The answer should consist of each line from the data below that includes "sense".

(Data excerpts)
======

PR #2981, opened 2021-04-16
Report stream coordinator unavailable as an amqp error

dcorbacho:
Uses amqp code 506: resource_error

## Types of Changes

## Checklist

### DIFF
--- a/deps/rabbit/src/rabbit_channel.erl
+++ b/deps/rabbit/src/rabbit_channel.erl
@@ -2123,30 +2123,28 @@ deliver_to_queues({Delivery = #delivery{message    = Message = #basic_message{
                                         QRef = amqqueue:get_name(Q),
                                         [QRef | Acc]
                                 end, [], Qs),
-    try
-        {ok, QueueStates, Actions} =
-            rabbit_queue_type:deliver(Qs, Delivery, QueueStates0),
-        %% NB: the order here is important since basic.returns must be
-        %% sent before confirms.
-        ok = process_routing_mandatory(Mandatory, Qs, Message, State0),
-        State1 = process_routing_confirm(Confirm, AllQueueNames,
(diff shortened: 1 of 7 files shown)


deps/rabbit/src/rabbit_queue_type.erl
```diff
@@ -533,9 +533,14 @@ get_ctx_with(Q, #?STATE{ctxs = Contexts}, InitState)
             %% not found and no initial state passed - initialize new state
             Mod = amqqueue:get_type(Q),
             Name = amqqueue:get_name(Q),
-            #ctx{module = Mod,
-                 name = Name,
-                 state = Mod:init(Q)};
+            case Mod:init(Q) of
```
kjnilsson, line 536: should init return {ok, State} in the success clause?

deps/rabbit/src/rabbit_channel.erl
```diff
@@ -2123,27 +2123,35 @@ deliver_to_queues({Delivery = #delivery{message    = Message = #basic_message{
...
-        fine ->
-            ?INCR_STATS(exchange_stats, XName, 1, publish),
-            [?INCR_STATS(queue_exchange_stats,
-                         {amqqueue:get_name(Q), XName}, 1, publish)
-             || Q <- Qs];
-        _ ->
-            ok
-    end,
-    State.
+    try
```
kjnilsson, line 2126: Is this try catch here just to catch init errors? Just wondering if queue_type:deliver can return an error instead to make it a bit more portable when we want to use the queue type outside of the channel.

kjnilsson (changes requested):
Mostly wondering if we should tweak the queue type behaviour to return the errors.

kjnilsson (approved):

PR #2982, opened 2021-04-16
Correctly parse tags provided as a list

michaelklishin:
Discovered while testing a PR for rabbit-hole.


michaelklishin:
Backported to `v3.8.x`.

Issue #2983, opened 2021-04-18
ssl_cert_login_san_type = other_name returns a non-standard attribute value


Thibi2000:
Hello,

I've posted about it before [here](https://groups.google.com/g/rabbitmq-users/c/mQ84WxGVgRo), but no on responded, so I am trying
here again with a fix.

# Context

I want to be able to authenticate users with their `otherName` of Subject Alternative
Name of their certificates. This is possible using the following
`rabbitmq.conf`:

    listeners.ssl.default = 5671
    auth_mechanisms.1 = EXTERNAL
    ssl_cert_login_from = subject_alternative_name
    ssl_cert_login_san_type = other_name
    ssl_cert_login_san_index =0
    
    ssl_options.cacertfile = /path/root-cert.pem
    ssl_options.certfile   = /path/server-cert.pem
    ssl_options.keyfile    = /path/server.key
    ssl_options.verify     = verify_peer
    ssl_options.depth  = 1
    ssl_options.fail_if_no_peer_cert = true

To create a test situation, you can use the following commands. It
will create the necessary certificates:

    # self signed root
    openssl req -x509 -newkey rsa:2048 -keyout root-key.pem -out root-cert.pem -days 365 -nodes -subj "/CN=RABBIT TEST ROOT"
    # server cert
    openssl req -new -out server.csr -newkey rsa:2048 -nodes -sha256 -keyout server.key -subj "/CN=server"
    openssl x509 -req -in server.csr -CA root-cert.pem -CAkey root-key.pem -CAcreateserial -out server-cert.pem
    # client cert with SAN
    openssl req -new -out client.csr -newkey rsa:2048 -nodes -sha256 -keyout client.key -subj "/CN=client"
    openssl x509 -req -in client.csr -out client-cert.pem -CA root-cert.pem -CAkey root-key.pem  -CAcreateserial \
            -extensions SAN \
            -extfile <(cat /etc/ssl/openssl.cnf \
                           <(printf "\n[SAN\nsubjectAltName=otherName:1.3.6.1.4.1.54392.5.436;UTF8:username,DNS:username,URI:username"))
    openssl pkcs12 -export -in <(cat root-cert.pem client-cert.pem client.key) -password pass:"verystrong" \
            -name "client" -out "client.p12"
    keytool -import -alias root -file root-cert.pem \
            -keystore truststore -storepass verystrong \
            -noprompt

Make sure the certificates are stored in the correct paths according
to the configuration.

[...]

PR #2985, opened 2021-04-19
Mk decode other name as directory string

michaelklishin:
Decode other name using 'OTP-PUB-KEY':decode/2

and assume it is a string-like value ("directory string")
because other values would not make much sense in the
username extraction context.

References #2983.


michaelklishin:
Using the following `otherName` value

``` ini
otherName = 1.3.6.1.4.1.54392.5.436;FORMAT:UTF8,UTF8String:unicøde-vàlüe
```

I can tell that it is parsed correctly on this branch. It also authenticates when I create a user and grant it some permissions:

``` shell
rabbitmqctl add_user "unicøde-vàlüe"
rabbitmqctl set_permissions -p / "unicøde-vàlüe" ".*" ".*" ".*"
```

I also tested with some Cyrillic and ASCII values ranging from 4 to 390 bytes in length.

michaelklishin:
Backported to `v3.8.x`.

PR #2992, opened 2021-04-21
Capture and log crashes on the stream coordinator machine

dcorbacho:
## Types of Changes

## Checklist


kjnilsson:
I think this is fine. Ideally state machines should be total functions so should never need a try catch. For the coordinator that does so much work in the "real" world we probably should be more defensive. I think we should allow some further testing before we merge this however to make it easier to spot genuine errors.

PR #3363, opened 2021-09-02
Update Github Actions workflow triggering to include bazel build

pjk25:
Github Actions Test and Test Mixed Versions workflows should trigger when bazel files change.

(opened as a PR for convenience of backporting).


pjk25:
@Mergifyio backport v3.9.x

PR #3378, opened 2021-09-07
Add debug utilities to Docker image

gerhard:
We need these to debug various rabbitmq-related issues. Ephemeral debug containers are not enabled on GKE Autopilot (not sure if GKE enables this alpha feature at all), so we are doing this instead.

```
 error: ephemeral containers are disabled for this cluster (error from server: "the server could not find the requested resource").
```

Pair @Gsantomaggio

---

Backport to v3.9.x & v3.8.x if build passes

### DIFF
--- a/.github/workflows/test-mixed-versions.yaml
+++ b/.github/workflows/test-mixed-versions.yaml
@@ -7,7 +7,6 @@ on:
       - v3.8.x
     paths:
       - 'deps/**'
-      - 'packaging/**'
       - 'scripts/**'
       - Makefile
       - plugins.mk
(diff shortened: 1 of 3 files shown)


pjk25 (approved):

pjk25:
@Mergifyio backport v3.9.x

pjk25:
@gerhard I was wondering why mergify didn't pick up on the label, the above explains why. Looks like this one will need a manual backport.

gerhard:
Yup, thanks, I will do it shortly 👍🏻

gerhard:
Yup, thanks, I will do it shortly 👍🏻

PR #3379, opened 2021-09-07
Use master branch of rabbitmq-ct-helpers and rabbitmq-ct-client-helpers

pjk25:
## Proposed Changes

Historically release branches, like `v3.7.x` or `v3.8.x`, existed across rabbit, the plugins, and various helpers. With the monorepo there are fewer repos, but the convention was held for rabbitmq-ct-helpers. Recently we ran into some issues because commits to rabbitmq-ct-helpers were not backported to all necessary branches. I have since update the helpers to make them sufficiently version agnostic that all rabbitmq-server branches can use the master branch of rabbitmq-ct-helpers and rabbitmq-ct-client-helpers

## Types of Changes

What types of changes does your code introduce to this project?
_Put an `x` in the boxes that apply_

- [ ] Bug fix (non-breaking change which fixes issue #NNNN)
- [ ] New feature (non-breaking change which adds functionality)
- [ ] Breaking change (fix or feature that would cause an observable behavior change in existing systems)
- [ ] Documentation improvements (corrections, new content, etc)
- [ ] Cosmetic change (whitespace, formatting, etc)
- [x] CI

## Checklist

- [x] I have read the `CONTRIBUTING.md` document
- [x] I have signed the CA (see https://cla.pivotal.io/sign/rabbitmq)
- [ ] I have added tests that prove my fix is effective or that my feature works
- [x] All tests pass locally with my changes
- [ ] If relevant, I have added necessary documentation to https://github.com/rabbitmq/rabbitmq-website
- [ ] If relevant, I have added this change to the first version(s) in release-notes that I expect to introduce it

PR #3387, opened 2021-09-08
Fix mixed version testing for 3.7/3.8

pjk25:
The `v3.8.x` branch of https://github.com/rabbitmq/rabbitmq-ct-helpers and https://github.com/rabbitmq/rabbitmq-ct-helpers was out of date such that the mixed version tests never actually used 3.7 code. This adopts master of https://github.com/rabbitmq/rabbitmq-ct-helpers and fixes the resulting breakage, so that we should be able to avoid this scenario again.


pjk25:
This is equivalent of #3379 for the `v3.8.x` branch

PR #3398, opened 2021-09-10
Revisit two rabbitmq.conf validators

### LINKED ISSUE #3390: rabbitmq.conf validation fails when max_message_size is set to 536870912
Hello,

When I set `max_message_size = 536870912` in RabbitMQ configuration file, it fails to start with the following logs:

> 2021-09-09 10:37:54.290911+00:00 [erro] <0.130.0> Error preparing configuration in phase validation:
2021-09-09 10:37:54.290987+00:00 [erro] <0.130.0>   - max_message_size invalid, Max message size should be less than 512MB and gre than 0

If I set it to `536870911`, it starts fine.

I'm surprised because the max value for this parameter is supposed to be `536870912` according to https://www.rabbitmq.com/configure.html.

I've reproduced this issue with two Docker images (didn't check other ones): rabbitmq:3.8.7-management and rabbitmq:3.9.5-management.

Thanks for your attention.

michaelklishin:
* max_message_size had an off-by-one error and unfortunate naming
 * classic mirrored queue batch size was not validating the size in messages.
   The limit of over 2B messages did not make much sense. 1M is a still very
   high but a more reasonable upper bound

Fixes #3390

### DIFF
--- a/deps/rabbit/priv/schema/rabbit.schema
+++ b/deps/rabbit/priv/schema/rabbit.schema
@@ -743,7 +743,7 @@ end}.
 
 
 {mapping, "max_message_size", "rabbit.max_message_size",
-    [{datatype, integer}, {validators, ["less_then_512MB"]}]}.
+    [{datatype, integer}, {validators, ["max_message_size"]}]}.
 
 %% Customising Socket Options.
 %%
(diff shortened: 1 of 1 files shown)


michaelklishin:
Backported to `v3.8.x` manually.

PR #3392, opened 2021-09-09
Update Ranch to 2.1

lhoguin:
Update Ranch to 2.1 and refactor newly added code to make use of an equivalent function in Ranch.

Changelog: https://ninenines.eu/docs/en/ranch/2.1/guide/migrating_from_2.0/

**Should Ranch 2.1 update be for 3.9+ or 3.8+?**

## Types of Changes

What types of changes does your code introduce to this project?
_Put an `x` in the boxes that apply_

- [x] Dependency update

## Checklist

_Put an `x` in the boxes that apply.
You can also fill these out after creating the PR.
If you're unsure about any of them, don't hesitate to ask on the mailing list.
We're here to help!
This is simply a reminder of what we are going to look for before merging your code._

- [x] I have read the `CONTRIBUTING.md` document
- [x] I have signed the CA (see https://cla.pivotal.io/sign/rabbitmq)
- [x] All tests pass locally with my changes
- [ ] If relevant, I have added this change to the first version(s) in release-notes that I expect to introduce it

PR #3401, opened 2021-09-10
Use Ranch 2.1.0 in bazel build

pjk25:
Bazel side of #3392

### DIFF
--- a/BUILD.ranch
+++ b/BUILD.ranch
@@ -32,7 +32,7 @@ genrule(
 app_file(
     name = "app_file",
     app_name = "ranch",
-    app_src = ["src/ranch.app.src"],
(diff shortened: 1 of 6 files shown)


lhoguin:
Ah thanks! So there *was* more to do about this update.

Would this have made the PR rebuild Ranch as well? Tests were failing because it was picking up 2.0.

pjk25:
I'm not sure I totally understand the question, but I can say that the Makefiles don't actually affect the checks performed in Github for the Test workflows. And yes, a new branch (and associated PR) can pick up arbitrary dep versions based on `WORKSPACE.bazel` and `workspace_helpers.bzl`.

PR #3421, opened 2021-09-14
Make prometheus plugin output customizable

binarin:
## Proposed Changes

Prometheus plugin always exposes all possible metrics (even in aggregated mode, where the output is smaller, but the same amount of data still needs to be processed), and this can be problematic when there is a large number of connections/channels/queues.

For existing endpoints this change allows to disable some metric families altogether or filter out some vhosts (but this is optional, and without configuration change everything is 100% backwards compatible). This can greatly reduce the amount of data exposed, while still providing enough details for a proper monitoring.

And then there is a new endpoint where the same customizations can be applied on the fly, in case more information is needed, or with different level of details.

## Types of Changes

## Checklist

### DIFF
--- a/deps/rabbitmq_prometheus/test/rabbit_prometheus_http_SUITE.erl
+++ b/deps/rabbitmq_prometheus/test/rabbit_prometheus_http_SUITE.erl
@@ -22,7 +22,8 @@ all() ->
         {group, aggregated_metrics},
         {group, per_object_metrics},
         {group, per_object_endpoint_metrics},
-        {group, commercial}
+        {group, commercial},
+        {group, detailed_metrics}
     ].
 
 groups() ->
@@ -48,6 +49,14 @@ groups() ->
         ]},
         {commercial, [], [
             build_info_product_test
+        ]},
+        {detailed_metrics, [], [
+                                     detailed_metrics_no_families_enabled_by_default,
+                                     queue_consumer_count_single_vhost_per_object_test,
+                                     queue_consumer_count_all_vhosts_per_object_test,
+                                     queue_coarse_metrics_per_object_test,
+                                     queue_metrics_per_object_test,
+                                     queue_consumer_count_and_queue_metrics_mutually_exclusive_test
         ]}
     ].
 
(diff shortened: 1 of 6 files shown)


deps/rabbitmq_prometheus/test/rabbit_prometheus_http_SUITE.erl
```diff
@@ -84,6 +96,72 @@ init_per_group(per_object_endpoint_metrics, Config0) ->
...
+
+    VHost1Consumer = sleeping_consumer(),
+    #'basic.consume_ok'{consumer_tag = VHost1CTag} =
+        amqp_channel:subscribe(VHost1Ch, #'basic.consume'{queue = <<"vhost-1-queue-with-consumer">>}, VHost1Consumer),
+
+    VHost2Consumer = sleeping_consumer(),
+    #'basic.consume_ok'{consumer_tag = VHost2CTag} =
+        amqp_channel:subscribe(VHost2Ch, #'basic.consume'{queue = <<"vhost-2-queue-with-consumer">>}, VHost2Consumer),
+
+    timer:sleep(10000),
```
pjk25, line 151: What underlying condition is this sleep meant to account for?

binarin: I did it by analogy with the other test cases in this file. It is about `collect_statistics_interval`, and this sleep makes sure that all stats will be properly accounted in ETS tables (where prometheus plugin reads them from).

vikinghawk:
This looks really promising!

Our usecase is probably similar to many others... we are only interested in queue message & consumer count at the per-object granularity. But scraping the current all or nothing per-object endpoint with 10k+ queues can take a long time (60+ seconds) and causes high memory usage on the node.

Couple questions:
1) Have you guys decided what releases this will be targeted for? Specifically, is it possible to be backported to 3.8.x?
2) Would it be feasible to add "rabbitmq_queue_consumer_utilisation" to the "queue_consumer_count" group? It would be useful to see the current consumer utilization metrics alongside the count

binarin:
>     1. Have you guys decided what releases this will be targeted for? Specifically, is it possible to be backported to 3.8.x?

For now we are planning to do it, unless there will be some unexpected problem.

 
>     2. Would it be feasible to add "rabbitmq_queue_consumer_utilisation" to the "queue_consumer_count" group? It would be useful to see the current consumer utilization metrics alongside the count

No, but I've did a bit of benchmarking on a 10k queues/10k publishers/10k consumers rabbit:
- Current per-object takes around 2 minutes.
- `queue_coarse_metrics` and `queue_consumer_count` - 1.3 second
- `queue_metrics` - 8.5 seconds

If you need utilization, you'll be able to scrape it now in a more reasonable fashion anyway.

deps/rabbitmq_prometheus/test/rabbit_prometheus_http_SUITE.erl
pjk25: Various other tests reduce that interval when setting up the test (e.g. https://github.com/rabbitmq/rabbitmq-server/blob/3f1b228dccd698e6f7bc07420387064cf2853597/deps/rabbitmq_stream_management/test/http_SUITE.erl#L39-L45). I wonder if it is worth doing the same here so that we don't have to sleep 10s per test.

binarin: I've reduced this and sleep time to 1 second, works on my machine.

luos:
Hi @binarin, seems like this did not get backported by Mergify to v3.8.x. Do you think there is a chance this could be  merged into it? Thanks

sherifkayad:
@binarin similar to @luos I am missing this commit in 3.8.x .. any plans to include it there?

PR #3448, opened 2021-09-17
Quorum Queue consumer cancellation fixes

### LINKED ISSUE #3445: Subscribing/unsubscribing from an empty Quorum Queue causes unbounded log growth.
Very similarly to #2651 

It could also cause RAM growth.

kjnilsson:
Fixes #3445 

If the queue is empty when a consumer is cancelled it would leave the
consumer id inside the service queue. If an application subscribes/unsubscibes
in a loop from an empty queue this would cause the service queue to never be
cleared up.

NB: whenever we make a change to how the quorum queue state machien is
calculated we need to consider how this effects determinism as during an
upgrade different members may calculate a different service queue state.
In this case it should be ok as they will eventually converge on the same
state once all "dead" consumer ids have been removed from the queue.

QQ: emit release cursors after consumer cancel, `purge_nodes`, `garbage_collection` and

======

**Output for this exercise**
because other values would not make much sense in the
   The limit of over 2B messages did not make much sense. 1M is a still very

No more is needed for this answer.